Cecil Alloo

Personal information
- Full name: Howard Cecil Alloo
- Born: 28 April 1895 Sydney, New South Wales, Australia
- Died: 23 October 1989 (aged 94) Timaru, New Zealand
- Batting: Right-handed
- Relations: Albert Alloo (brother) Arthur Alloo (brother)

Domestic team information
- 1913/14–1930/31: Otago

Career statistics
| Competition | First-class |
| Matches | 22 |
| Runs scored | 744 |
| Batting average | 19.07 |
| 100s/50s | 0/2 |
| Top score | 62 |
| Balls bowled | 286 |
| Wickets | 3 |
| Bowling average | 58.00 |
| 5 wickets in innings | 0 |
| 10 wickets in match | 0 |
| Best bowling | 2/59 |
| Catches/stumpings | 14/– |
- Source: CricketArchive, 30 April 2014

= Cecil Alloo =

New Zealand soldier and cricketer

Howard Cecil Alloo (28 April 1895 – 23 October 1989) was a New Zealand soldier, cricketer and lawyer.

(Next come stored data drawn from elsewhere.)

Issue #3065, opened 2023-05-11
Restrict metric names to what is supported by Prometheus


mstoykov:
### What?

k6 currently supports very liberal metric names 
https://github.com/grafana/k6/blob/master/metrics/registry.go#L29
prometheus does not https://prometheus.io/docs/concepts/data_model/#metric-names-and-labels

Open telemetry also has way more restricted list as well https://opentelemetry.io/docs/specification/otel/metrics/api/#instrument-name-syntax

### Proposed solution:

Limit to `[a-zA-Z_][a-zA-Z0-9_]*` which is Prometheus without `:` which have special meaning. We can always expand them again later.

In order to have as little disturbance as possible we will have some release (3) with warning, and then we will make this into an error.

### Caveats:

Depending on community feedback we might pivot more in one or another direction.

pkouzmineESS:
Suggestion: instead of completely eliminating ability to create metric names with a wider character set, why not put it behind a flag? By default, K6 could check that metrics are created only using [a-zA-Z_][a-zA-Z0-9_]*. But if launched with flag like --expanded-metric-name-charset, current behavior could be retained. This has a benefit of making it less of a breaking change.

mstoykov:
Hi @pkouzmineESS, we could add option to make it or not, but I would prefer not to have functionality that people have not requested. 

This option basically will make it impossible for us to optimize anything based on these restrictions. And will make any functionality (outputs to otel/prometheus compatible engines) to either not work or have strange name transformations.

So the question is whether anyone actually uses this more extended names and if yes - was that on purpose or did they just write a name and as it didn't tell them anything they went with it?

Do you have a case where you want to more expanded metric name charset?

pkouzmineESS:
In our case we test a little over 150 endpoints in over 50 scenarios. Some of our endpoints trigger differently optimized stored procedures on the database side depending on what query parameters are passed. In other cases, we have endpoints that do different things depending on the payload passed in and have different performance profiles based on the same (not the best design, I know, but what we have to live with for now). Further, different scenarios might call the same endpoint and sometimes we want to keep track of the originating scenario. For example, we might need to call search function as if it was used by individual user and also call it in different scenario as if it was called by user from a support center.

[...]

PR #3066, opened 2023-05-11
k6/metrics: Warn on metric names not compatible with Prometheus

mstoykov:
This adds a warning for custom metrics that are not Prometheus compatible.

The warning is in the k6/metrics as the alternative was threading a logger in the registry specifically for this and then removing it.

The major downside of this is that extension can still register incompatible metric names without any warnings.

Updates #3065

### DIFF
--- a/js/bundle.go
+++ b/js/bundle.go
@@ -8,6 +8,7 @@ import (
 	"fmt"
 	"net/url"
 	"path/filepath"
+	"regexp"
 	"runtime"
 
 	"github.com/dop251/goja"
@@ -37,6 +38,24 @@ type Bundle struct {
 
 	callableExports map[string]struct{}
 	moduleResolver  *moduleResolver
+}
+
+// TODO: this is to be removed once this is not a warning and it can be moved to the registry
+// https://github.com/grafana/k6/issues/3065
+func (b *Bundle) checkMetricNamesForPrometheusCompatibility() {
+	const (
+		nameRegexString = "^[a-zA-Z_][a-zA-Z0-9_]{1,63}$"
+		badNameWarning  = "Metric name should only include ASCII letters, numbers and underscores. " +
+			"This name will stop working in k6 v0.48.0 (around December 2023)."
+	)
+
+	compileNameRegex := regexp.MustCompile(nameRegexString)
+
+	for _, metric := range b.preInitState.Registry.All() {
+		if !compileNameRegex.MatchString(metric.Name) {
+			b.preInitState.Logger.WithField("name", metric.Name).Warn(badNameWarning)
+		}
+	}
 }
 
 // A BundleInstance is a self-contained instance of a Bundle.
@@ -106,6 +125,8 @@ func newBundle(
 	if err != nil {
 		return nil, err
 	}
+
+	bundle.checkMetricNamesForPrometheusCompatibility()
 
 	return bundle, nil
 }
--- a/cmd/tests/cmd_run_test.go
+++ b/cmd/tests/cmd_run_test.go
@@ -1543,6 +1543,44 @@ func TestMinIterationDuration(t *testing.T) {
 	assert.Contains(t, stdout, "✓ test_counter.........: 3")
 }
 
+func TestMetricNameWarning(t *testing.T) {
+	t.Parallel()
+	script := `
+		import { Counter } from 'k6/metrics';
+
+		export let options = {
+			vus: 2,
+			iterations: 2,
+			thresholds: {
+				'test counter': ['count == 4'],
+			},
+		};
+
+		var c = new Counter('test counter');
+		new Counter('test_counter_#');
+
+		export function setup() { c.add(1); };
+		export default function () { c.add(1); };
+		export function teardown() { c.add(1); };
+	`
+
+	ts := getSimpleCloudOutputTestState(t, script, nil, cloudapi.RunStatusFinished, cloudapi.ResultStatusPassed, 0)
+
+	cmd.ExecuteWithGlobalState(ts.GlobalState)
+
+	stdout := ts.Stdout.String()
+	t.Log(stdout)
+
+	logEntries := ts.LoggerHook.Drain()
+	expectedMsg := `Metric name should only include ASCII letters, numbers and underscores. This name will stop working in `
+	filteredEntries := testutils.FilterEntries(logEntries, logrus.WarnLevel, expectedMsg)
+	require.Len(t, filteredEntries, 2)
+	// we do it this way as ordering is not guaranteed
+	names := []interface{}{filteredEntries[0].Data["name"], filteredEntries[1].Data["name"]}
+	require.Contains(t, names, "test counter")
+	require.Contains(t, names, "test_counter_#")
+}
+
 func TestRunTags(t *testing.T) {
 	t.Parallel()
 
--- a/lib/testutils/logrus_hook.go
+++ b/lib/testutils/logrus_hook.go
@@ -87,3 +87,15 @@ func LogContains(logEntries []logrus.Entry, expLevel logrus.Level, expContents s
 	}
 	return false
 }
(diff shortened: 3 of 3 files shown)


mstoykov:
While I was writing this I started wondering if an alternative approach of checking this after the initial init context run might not be more beneficial. 

The major problem is the registry can't currently return all the metric names, but it will let us catch extensions registering "bad" names

codebien:
>but it will let us catch extensions registering "bad" names.

Yeah, I see value into this. I prefer an approach that includes extensions so we don't create shadow zones.

>the registry can't currently return all the metric names

Do you mean something like this? https://github.com/grafana/k6/pull/2905/commits/b485b2296e4fa5277524230467e7c83556ee8d01

mstoykov:
@codebien yeah that seems like a thing I can use.

Is that PR likely to be merged soon :tm: . If not can we pull this function out and then rebase both of our PRs on top of it?

js/bundle.go
```diff
@@ -39,6 +40,23 @@ type Bundle struct {
 	moduleResolver  *moduleResolver
 }
 
+// TODO: this is to be removed once this is not a warning and it can be moved to the registry
+func (b *Bundle) checkMetricNamesForPrometheusCompatibility() {
+	const (
+		nameRegexString = "^[a-zA-Z_][a-zA-Z0-9_]{1,128}$"
+		badNameWarning  = "Metric name should only include ASCII letters, numbers and underscores. " +
+			"This name will stop working in k6 v0.49.0."
```
codebien, line 48:
```suggestion
			"This name will stop working in k6 v0.48.0 (around December 2023)."
```
It should clarify expectations. TBH, I think it is still too relaxed.

codebien (commented):
LGTM, just a minor comment

codebien (approved):
LGTM

js/bundle.go
```diff
@@ -39,6 +40,23 @@ type Bundle struct {
 	moduleResolver  *moduleResolver
 }
 
+// TODO: this is to be removed once this is not a warning and it can be moved to the registry
+func (b *Bundle) checkMetricNamesForPrometheusCompatibility() {
+	const (
+		nameRegexString = "^[a-zA-Z_][a-zA-Z0-9_]{1,128}$"
```
imiric, line 46: I didn't see a length limit on Prometheus' metric names in their documentation, but [OTel limits it to 63 chars](https://opentelemetry.io/docs/specs/otel/metrics/api/#instrument-name-syntax).

I'm not sure if we should follow whatever Prometheus' limit is, or OTel's, but 63 chars is way too restricting. So... neither?

js/bundle.go
```diff
@@ -39,6 +40,23 @@ type Bundle struct {
...
+		badNameWarning  = "Metric name should only include ASCII letters, numbers and underscores. " +
+			"This name will stop working in k6 v0.48.0 (around December 2023)."
+	)
+
+	compileNameRegex := regexp.MustCompile(nameRegexString)
```
imiric, line 51: We should compile this regex only once. Currently it's done for every new bundle instance.

imiric (changes requested):
Compiling the regex outside of `newBundle` is the only blocker for me.

But I have a general concern about this change. Shouldn't we only limit metric names if the Prometheus or OTel outputs are used? That is, wouldn't it make more sense to have this warning and eventual failure in the outputs themselves? It seems unnecessary to break metric names for all k6 users, even if they're not using Prometheus/OTel.

If we want to suggest people stick to this restriction anyway, then just a warning would be enough, without the breaking change in v0.48.0. But even a general warning would be annoying if someone is not using Prometheus/OTel.

js/bundle.go
mstoykov: I can move it - but in a real k6 instance this happens *once*. Which is also why I chose to move it here specifically as I know this is only called once, so the logs will happen only once and I don't need to do anykind of additional work.

I am okay with moving outside, it will slightly speed up *some* tests :shrug: . My main reason is that in 6 months we will be able to just delete this, whcih seemed slightly cleaner to me

mstoykov:
> Compiling the regex outside of newBundle is the only blocker for me.

I will change that if my comment there is not enough - I really have no problem with that.

> But I have a general concern about this change. Shouldn't we only limit metric names if the Prometheus or OTel outputs are used? That is, wouldn't it make more sense to have this warning and eventual failure in the outputs themselves? It seems unnecessary to break metric names for all k6 users, even if they're not using Prometheus/OTel.

> If we want to suggest people stick to this restriction anyway, then just a warning would be enough, without the breaking change in v0.48.0. But even a general warning would be annoying if someone is not using Prometheus/OTel.

I feel like I have not explained the change very well. Most systems working with metrics have some metric name restrictions. Of all of the Prometheus and Otel seem to be the one that get the most traction. 

Anyone who uses k6 and custom metrics and output to one of those systems will have some problems if k6 allows characters that are not supported by the other system.

AFAIK the current k6 name restriction is mostly what it is because that is what we came up with. 

So this PR tries to make it so that k6 metric names will be supported by any output system irregardless of whether the users use them or not.

As the issues says we will pivot in case there is a lot of user feedback that they want spaces (for example, also the character that started this).

In practice this warning is a way to ask users for feedback in case they really want to keep something, until we actually deprecate it. 

cc @dgzlopes if you want to add more.

js/bundle.go
imiric: Ah, my bad. I had forgotten `newBundle` is indeed only called once. Nevermind, this is fine then.

js/bundle.go
imiric: True, 63 chars ought to be enough for anybody.:tm: :smile:

It's probably a safe limit to impose. Even the browser's long Web Vital metrics like `webvital_first_contentful_paint_good` is 36 chars, and going much above that would be messy to show in our CLI and Cloud UIs.

So if we want to be strict with OTel compatibility, we might also limit it to 63.

dgzlopes:
> cc @dgzlopes if you want to add more.
I think you covered all 👍

imiric:
@mstoykov Yeah, I see the benefit of restricting this to some common set of characters that would be compatible with most metric backends. I was just wondering whether it made sense to force the change on users who don't use outputs that would be impacted by this.

But OK, no blockers from me. Let's just agree on the length.

mstoykov:
@codebien I think the message is already long enough. And if users see a message that tells them that something that they need will not work in 2-3 versions, I would expect that:
1. they will change it if it is easy for them, and they do not care - WIN
2. actually come to tell us as in 2-3 versions they will not be able to use us.

We have been getting reports of this kind for a while without a big message, so I prefer to not make the message even longer.

sniku:
Eventually, we will store k6-cloud time-series data in Mimir, so we should enforce the metric name restrictions for all k6 tests (not only for those that use Prometheus output).

olegbespalov (approved):

imiric (approved):

js/bundle.go
```diff
@@ -39,6 +40,23 @@ type Bundle struct {
 	moduleResolver  *moduleResolver
 }
 
+// TODO: this is to be removed once this is not a warning and it can be moved to the registry
```
codebien, line 43: Can we open the issue and the milestone and link it here, please? So we will have the proper removal as planned, otherwise, we will forget about it.

mstoykov: The issue is https://github.com/grafana/k6/issues/3065 - I did create teh milestone though. 

I don't really see the point in linking it though

codebien: >I don't really see the point in linking it though

The point is if someone hits the TODO and they do not remember about the issue (like me in this case) or is not aware of it at all, it can quickly get the context if they need it. Just better UX for us (the devs).

olegbespalov (approved):

codebien (approved):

Alloo played first-class cricket for Otago in New Zealand between 1919 and 1929. His highest score was 62 against Wellington in 1922–23.

His brothers Arthur and Albert also played for Otago. The brothers were the grandsons of John Alloo, a Chinese-born businessman on the Ballarat goldfields, and his wife, née Margaret Peacock, who had come out from Scotland. John and Margaret moved to the Otago goldfields in 1868, where he was employed by the Otago Police Force as a constable-interpreter.

In World War I, Cecil Alloo served overseas in the Otago Infantry Battalion. Initially a sergeant, he was commissioned as a second lieutenant in mid-1918 and posted to C Company of the New Zealand Rifle Brigade. He was wounded in the Second Battle of Bapaume in August and invalided to England.

He joined his brother Albert's law firm after the war, and later practised in Owaka and then in Timaru. He also served in the army during World War II, this time in New Zealand.